-- Opening Marker --

PR #3507, opened 2023-10-28
chore: bump deps

Mister-Hope:
Note: marked is not bumped as marked has breaking changes across v4 and v9.

A separated PR will be sent later.


hakimel:
Thanks for taking the time to update those!

PR #3548, opened 2023-12-15
fix: use `setAttribute` instead of `innerHTML` to prevent XSS

### LINKED ISSUE #3546: Potential XSS vulnerability with `data-background-video` attribute
Hi @hakimel 

Thanks for all your hard work! 

we've encountered a potential security issue related to XSS (Cross-Site Scripting) when using the `data-background-video` attribute in slides. It appears that the way Reveal.js handles this attribute might allow for the execution of injected scripts, even when the attribute value is **HTML entity-encoded**.

Consider the following example where we use an encoded string in the `data-background-video` attribute:

```html
<section data-background-video="&quot;&gt;&lt;/video&gt;&lt;iframe srcdoc=&quot;&lt;script src='https://www.google.com/complete/search?client=chrome&q=123&jsonp=alert(document.domain)//'&gt;&lt;/script&gt;&quot;&gt;&lt;/iframe&gt;&lt;img src=wtf:&gt;&lt;a data-x=&quot;">
	<h2>🍦</h2>
</section>
```

The script will be executed despite being encoded. because `getAttribute` will [decode entities](https://stackoverflow.com/a/11224418) even if they are already escaped:
https://github.com/hakimel/reveal.js/blob/c23964274c17225d94be104289fa918eff1fbbd4/js/controllers/slidecontent.js#L102

And then concat in `innerHTML` will cause XSS:
https://github.com/hakimel/reveal.js/blob/c23964274c17225d94be104289fa918eff1fbbd4/js/controllers/slidecontent.js#L144-L152

---

Fix is pretty easy I think. Just replace `innerHTML` with attribute assignment, as shown below:

```js
backgroundVideo.split( ',' ).forEach( source => {
    let type = getMimeTypeFromFile(source);
    let sourceElement = document.createElement('source');
    sourceElement.setAttribute('src', source);
    if( type ) {
        sourceElement.setAttribute('type', type);
    }

    video.appendChild(sourceElement);
});
```

Using `setAttribute` ensures that the source remains a plain string.

If this approach seems suitable, I would be happy to create a PR to address this. Thank you for your consideration!

EastSun5566:
> Fixed #3546 

Hi @hakimel 

Following our previous discussion, I have made changes to use `setAttribute` instead of `innerHTML` to prevent XSS vulnerabilities.

I have created two small demos for you to try. The first demonstrates an XSS issue caused by using `innerHTML`:

https://jsfiddle.net/EastSun5566/9cfxeLzv/14/

The second uses `setAttribute` for attribute assignment:

https://jsfiddle.net/EastSun5566/rbogezv1/8/

You will notice that in the first case, an alert is triggered, while in the second, it is not. Although I believe URLs should be sanitized before setting attributes, I think this solution is good enough now.

Please let me know your thoughts. Thank you!

### DIFF
--- a/js/controllers/slidecontent.js
+++ b/js/controllers/slidecontent.js
@@ -142,13 +142,15 @@ export default class SlideContent {
 
 					// Support comma separated lists of video sources
 					backgroundVideo.split( ',' ).forEach( source => {
+						const sourceElement = document.createElement( 'source' );
+						sourceElement.setAttribute( 'src', source );
+
 						let type = getMimeTypeFromFile( source );
 						if( type ) {
-							video.innerHTML += `<source src="${source}" type="${type}">`;
+							sourceElement.setAttribute( 'type', type );
 						}
-						else {
-							video.innerHTML += `<source src="${source}">`;
-						}
+
+						video.appendChild( sourceElement );
 					} );
 
 					backgroundContent.appendChild( video );


hakimel:
Tested and seems to be working well, thanks!

PR #3563, opened 2024-01-28
feat: add a cssSelector configuration parameter RevealHighlight

TendTo:
This functionality is inspired by the [highlight.js](https://highlightjs.org/) library'[configuration](https://highlightjs.readthedocs.io/en/latest/api.html#configure).

While the standard "pre-code" selector works fine in most cases, there may be instances where the user may want more control over what elements the plugin will affect. This solution provides a very easy way to be more selective.

The documentation would need to be updated to account for this new option.


plugin/highlight/plugin.js
```diff
@@ -71,15 +72,15 @@ const Plugin = {
...
+			Array.from( reveal.getRevealElement().querySelectorAll( config.cssSelector ) ).forEach( block => {
 				Plugin.highlightBlock( block );
 			} );
 		}
 
 		// If we're printing to PDF, scroll the code highlights of
 		// all blocks in the deck into view at once
 		reveal.on( 'pdf-ready', function() {
-			[].slice.call( reveal.getRevealElement().querySelectorAll( 'pre code[data-line-numbers].current-fragment' ) ).forEach( function( block ) {
+			[].slice.call( reveal.getRevealElement().querySelectorAll( config.cssSelector + '[data-line-numbers].current-fragment' ) ).forEach( function( block ) {
```
TendTo, line 83: This line makes sense only for compatible modifications to the selector.
If you wanted to give complete control to the user, a new configuration would need to be added. Something like
```js
config.cssSelectorLineNumbers = typeof config.cssSelectorLineNumbers === 'string' ? config.cssSelectorLineNumbers : 'pre code[data-line-numbers].current-fragment';
```

PR #3568, opened 2024-02-05
fix vertical stack background not working in scroll view

bouzidanas:
Setting `data-background-color` on the parent `<section>` of a vertical stack works in normal slide view but not in the new scroll view ( `view: "scroll"` ).

In the following example,
```html
<div className="reveal">
    <div className="slides">
        <section data-background-color="red">
            <section> Vertical slide 1 </section>
            <section> Vertical slide 2 </section>
        </section>
        <section> Next horizontal slide </section>
    </div>
</div>
```
the first two slides which are in the same vertical stack should have the same red background. In the normal view they do, but in scroll view they do not.

Looking in `scrollview.js`, I could not find any code that aims to transfer the effect of the `<div class="backgrounds">` element which is responsible for establishing the background for stacks and slides so I added logic that checks if the "backgrounds" element exists and then copies the backgrounds of the immediate children to the corresponding scroll view page elements (in place of copying the presentation viewport background).

This seems to have resolved this issue for me.


hakimel:
Thanks! This has been merged with a few minor naming tweaks.

bouzidanas:
Hi @hakimel,

Your changes makes sense and target the particular issue more precisely with the new isVertical argument. However, I now have a theme background copy issue on singular slides! So the copying of the theme background happens for the stacks but not for a stack of 1? I see that a background element is created for the single slide but it is empty as far as I can tell.

It could be something else going on, but when I revert back to my fork, the issue is gone. I will look into it more a bit now and later when I am able.

bouzidanas:
Ok, I think I figured it out. By copying the presentation background and not the `slide-background` div background corresponding to the single horizontal slide, we omit the background styles added by the CSS rule with the selector `.reveal .slide-background` which should apply to every slide I think.

So right now, I am leaning on this being a bug. I thought it was because I was lazy loading my theme, but then I didnt understand why the code in my fork worked.

Issue #2645, opened 2020-04-08
? key will toggleHelp no matter what


pautasso:
_How to reproduce:_
If there is an <input> element on any slide, typing ? will show and hide the Help overlay message.

_How to fix:_ 
For some reason ? is handled in the `keypress` event, while the correct behavior to filter keyboard events in case there is an active input element is only found in the `keydown` event handler.

motyar:
Use `Reveal.configure({"keyboard":false})`

kno10:
The `?` key is implemented different from the other keyboard shortcuts.
It will toggle even in content editable elements, such as a text box of an interactive element.

Also, it uses charCode, which is [deprecated API](https://developer.mozilla.org/en-US/docs/Web/API/KeyboardEvent/charCode) and additionally checks for the shift button.

https://github.com/hakimel/reveal.js/blob/aa5c03c234f198e86e32e198f44b07d10edcc78c/js/controllers/keyboard.js#L143-L150

Any reason to not remove this, and instead handle the help shortcut the same way as the other shortcuts in onDocumentKeyDown just below?

At the minimum, a guard like this would make sense IMHO:

https://github.com/hakimel/reveal.js/blob/aa5c03c234f198e86e32e198f44b07d10edcc78c/js/controllers/keyboard.js#L182-L184
https://github.com/hakimel/reveal.js/blob/aa5c03c234f198e86e32e198f44b07d10edcc78c/js/controllers/keyboard.js#L193-L195

hakimel:
Fixed. Not sure why this was originally in a `keypress` handler but I've moved it to `keydown` with all of the same safeguards as the other shortcuts.

gchriz:
Unfortunately this change breaks the toggleHelp on keyboards with a non-english layout. The "?" doesn't have keyCode 191 there. 

Since it's probably impossible to catch all international keyboard layouts regarding  the "?" I suggest this:

Add an additional key for toggleHelp: The F1 key (keyCode 112). 
It's well known for its  meaning of "Help".
That would be backwards compatible and should work on all usual keyboards.

PR #3570, opened 2024-02-05
add F1 key to toggleHelp for non-english keyboards

gchriz:
Unfortunately the change of #2645 breaks the toggleHelp on keyboards with a non-english layout. The "?" doesn't have keyCode 191 there.

Since it's probably impossible to catch all international keyboard layouts regarding the "?" I suggest this:

Add an additional key for toggleHelp: The F1 key (keyCode 112).
It's well known for its meaning of "Help".
That would be backwards compatible and should work on all usual keyboards.


hakimel:
Looks good, thanks!

Issue #2838, opened 2020-11-08
Remembered vertical index leads to incorrect jumping


lechten:
When “jumping” in reveal.js presentations with vertical slides, remembered state may lead to wrong navigation behavior.  E.g., open that presentation (Firefox on GNU/Linux and Chrome on Windows): https://oer.gitlab.io/emacs-reveal-howto/howto.html

Wait a bit for the presentation to be fully loaded.  Press “n” 13 times to find yourself on slide 14.  Click into the progress bar, at roughly half of the covered bar.  Find yourself on slide 7.  Press “n” once.  I would expect to find myself on slide 8.  Instead, I’m teleported to slide 14.

The cause for this is a [call to `getPreviousVerticalIndex()` in `slide()`](https://github.com/hakimel/reveal.js/blob/master/js/reveal.js#L1213).  A comment above that call reads: “If we were on a vertical stack, remember what vertical index it was on so we can resume at the same position when returning”
In what situation might we return from where to use this behavior?  My presentations in class work better without this.

(Actually, I do not jump via the progress bar but with the [jump plugin](https://github.com/SethosII/reveal.js-jump-plugin).  The effect is the same.  Use “n” to reach slide 9.  Press “7” and “Enter” to jump to slide 7, press “n” once and find yourself back on slide 9 instead of 8.)

I must admit that I do not understand the role of `oy` in [line 1673](https://github.com/hakimel/reveal.js/blob/master/js/reveal.js#L1673).  If that could also be `indexv`, the functions `getPreviousVerticalIndex()` and `setPreviousVerticalIndex()` might be removed entirely.  Why is that the proper vertical index for slides other than the current one?

gchriz:
As far as I understand your issue I had the same problem when navigating around. I hopefully fixed it and created a PR.

PR #3575, opened 2024-02-08
fix navigateNext to start at top of next vertical stack

gchriz:
Some navigation issue regarding remembered vertical positions drove me crazy until I found out some details now.

After navigating left/right between vertical stacks below the top position and then continuing the presentation with Next (space or N) the presentation jumps from the bottom of current stack to the remembered position of the next stack to the right. And NOT to the top position as expected in the normal flow. 
Navigating backwards (shift-space or P) is working correctly: The bottom slide of the next stack to the left is jumped to. 

As far as I understand it the exact same behaviour is described in the older issue #2838.

So I fixed it in this PR. 

(And I learned about npm etc. so that I was able to build reveal.js' "dist" directory.)


gchriz:
Probably the same fix needs to be applied one "else if" block above for config.rtl and so replacing the simple navigateLeft() there.
Since I don't know anything about RTL I didn't change that yet. But of course can do it later.

PR #3580, opened 2024-02-17
Fix missing fragment events in scrollview

bouzidanas:
`fragmentshown` and `fragmenthidden` events are not triggered when fragments appear and dissappear in scrollview. The code added is just the code that is usually executed that results in the dispatch of these events. This code was carefully placed so that these events are not triggered when they shouldnt be like when the slide comes in and the default fragment automatically appears with the slide. The latter is treated like more of a slide change rather than a fragment being shown.


hakimel:
Good catch. This should definitely be addressed.

We already have logic for dispatching these events in the fragments controller. Instead of duplicating that code in the scroll view I think we should always trigger the events from one place (the fragments controller). https://github.com/hakimel/reveal.js/blob/master/js/controllers/fragments.js#L312-L332

It'll take a little refactoring but shouldn't be major. Will take a stab at it.

hakimel:
Was able to fix this by relocating the fragment event dispatchers so no new code was needed. Added tests too. Thanks again for discovering and highlighting the issue!

bouzidanas:
Even better!

The fragment controller is where I got the code from. While I don't fully understand why event dispatching has to be confined to event target's controller, I do understand that changing the placement of code is better than having duplicate code in multiple locations across multiple files.

I thought about messing with the fragment controller but I was worried I might break things without knowing (or without knowing the issues to test for).

Anyways, I appreciate that you took time to find a better solution!

PR #3588, opened 2024-03-14
Fix error when the notes plugin receives a non-string message

NatKarmios:
It seems the React dev tools also trigger `'message'` events, which pollutes the console with errors (about 2-3 every second).

image

This is especially problematic when developing a presentation with `react-scripts start`, as each error causes a full overlay on the speaker view.

image

The error is caused by the attempt to JSON-parse the event body, and is fixed with a try/catch in `onPostMessage()`.


hakimel:
Thanks for fixing!

PR #623, opened 2022-10-15
#622@patch: Fix Element.matches failing when using non-matching desce…

### LINKED ISSUE #622: Element.matches fails when using non-matching descendant selector on element attached to document
```ts
document.appendChild(element);
expect(element.matches('.nonexistent-class div')).toBe(false);
```

```
TypeError: Cannot read properties of undefined (reading 'split')

  296 |     ): { priorityWeight: number; matches: boolean } {
  297 |             const regexp = new RegExp(CLASS_REGEXP, 'g');
> 298 |             const classList = element.className.split(' ');
	  |                                                 ^
  299 |             const classSelector = selector.split(':')[0];
  300 |             let priorityWeight = 0;
  301 |             let match: RegExpMatchArray;

  at SelectorItem.matchesClass (src/query-selector/SelectorItem.ts:298:39)
  at SelectorItem.match (src/query-selector/SelectorItem.ts:91:24)
  at Function.matchesSelector (src/query-selector/QuerySelector.ts:107:27)
  at Function.matchesSelector (src/query-selector/QuerySelector.ts:113:15)
  at Function.matchesSelector (src/query-selector/QuerySelector.ts:113:15)
  at Function.matchesSelector (src/query-selector/QuerySelector.ts:113:15)
  at Function.match (src/query-selector/QuerySelector.ts:66:24)
  at HTMLElement.matches (src/nodes/element/Element.ts:734:24)
```

IGx89:
…ndant selector on element attached to document.

Fixes #622. Was calling selector.match on the Document, which isn't an Element.

### DIFF
--- a/packages/happy-dom/src/query-selector/QuerySelector.ts
+++ b/packages/happy-dom/src/query-selector/QuerySelector.ts
@@ -104,15 +104,15 @@ export default class QuerySelector {
 		}
 
 		const selector = new SelectorItem(selectorParts[0]);
-		const result = selector.match(<Element>currentNode);
+		const result = selector.match(<IElement>currentNode);
 
-		if ((targetNode === currentNode || !currentNode.parentNode) && !result.matches) {
+		if ((targetNode === currentNode || !currentNode.parentElement) && !result.matches) {
 			return { priorityWeight: 0, matches: false };
 		}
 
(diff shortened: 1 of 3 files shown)


capricorn86 (approved):
Nice! :star2:

PR #625, opened 2022-10-18
#622@patch: Fix Element.matches failing when using non-matching desce…

IGx89:
…ndant selector on element detached from document.

Fixes second issue reported under #622

### DIFF
--- a/packages/happy-dom/src/query-selector/QuerySelector.ts
+++ b/packages/happy-dom/src/query-selector/QuerySelector.ts
@@ -106,7 +106,14 @@ export default class QuerySelector {
 		const selector = new SelectorItem(selectorParts[0]);
 		const result = selector.match(<IElement>currentNode);
 
-		if ((targetNode === currentNode || !currentNode.parentElement) && !result.matches) {
+		if (result.matches && selectorParts.length === 1) {
+			return {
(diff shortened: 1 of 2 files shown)


packages/happy-dom/src/query-selector/QuerySelector.ts
```diff
@@ -106,7 +106,14 @@ export default class QuerySelector {
...
 
-		if ((targetNode === currentNode || !currentNode.parentElement) && !result.matches) {
+		if (result.matches && selectorParts.length === 1) {
+			return {
+				priorityWeight: priorityWeight + result.priorityWeight,
+				matches: true
+			};
+		}
+
+		if (!currentNode.parentElement || (targetNode === currentNode && !result.matches)) {
```
IGx89, line 116: Refactored slightly to always verify parentElement is not null, making it pass null checks in case you ever turn on strictNullChecks.

capricorn86: Yes that would be good to turn on 🙂

capricorn86 (approved):

RahulNearSt:
I was using TableCell from materialUI-core and experiencing this issue until your fix. Thanks for the quick fix and release!

PR #626, opened 2022-10-18
#308@minor: Implement NamedNodeMap and use it for Element.attributes

### LINKED ISSUE #308: Elment.attributes does not implement the NamedNodeMap interface
I was trying to replace JSDOM with Happy DOM and the app was failing to run something akin to:
```
const someAttribute = document.createAttribute('someattribute');
element.attributes.setNamedItem(someAttribute);
```

I see the current implementation is:
```
readonly attributes: { [k: string]: Attr | number };
```

Is there any chance there will be a switch to [NamedNodeMap ](https://developer.mozilla.org/en-US/docs/Web/API/NamedNodeMap)in the future?

jledentu:
Hi,

This PR implements the [NamedNodeMap](https://developer.mozilla.org/en-US/docs/Web/API/NamedNodeMap) interface and makes it available in `Window`. `Element.attributes` now returns a `NamedNodeMap`.

Closes #308

### DIFF
--- a/packages/happy-dom/src/named-node-map/INamedNodeMap.ts
+++ b/packages/happy-dom/src/named-node-map/INamedNodeMap.ts
@@ -1,4 +1,4 @@
-import IAttr from './IAttr';
+import IAttr from '../nodes/attr/IAttr';
 
 export type INamedNodeMapProps = {
 	readonly length: number;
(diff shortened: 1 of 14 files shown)


capricorn86 (approved):
Thank you for your contribution @jledentu!  It looks really nice :star: 

I have made some adjustment, so that the interface looks more like the build in Typescript DOM interface. Unfortunately Typescirpt dosn't handle both `[k: string]` and other properties and methods at the same time, but it also makes sense in a way and this is how they have done it.

I also added some tests.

-- Closing Marker --

(PROBLEM TO WORK ON): Of the lines in the listing, some hold the word "example". Report how many, and only that.

(EXERCISE OUTPUT): 2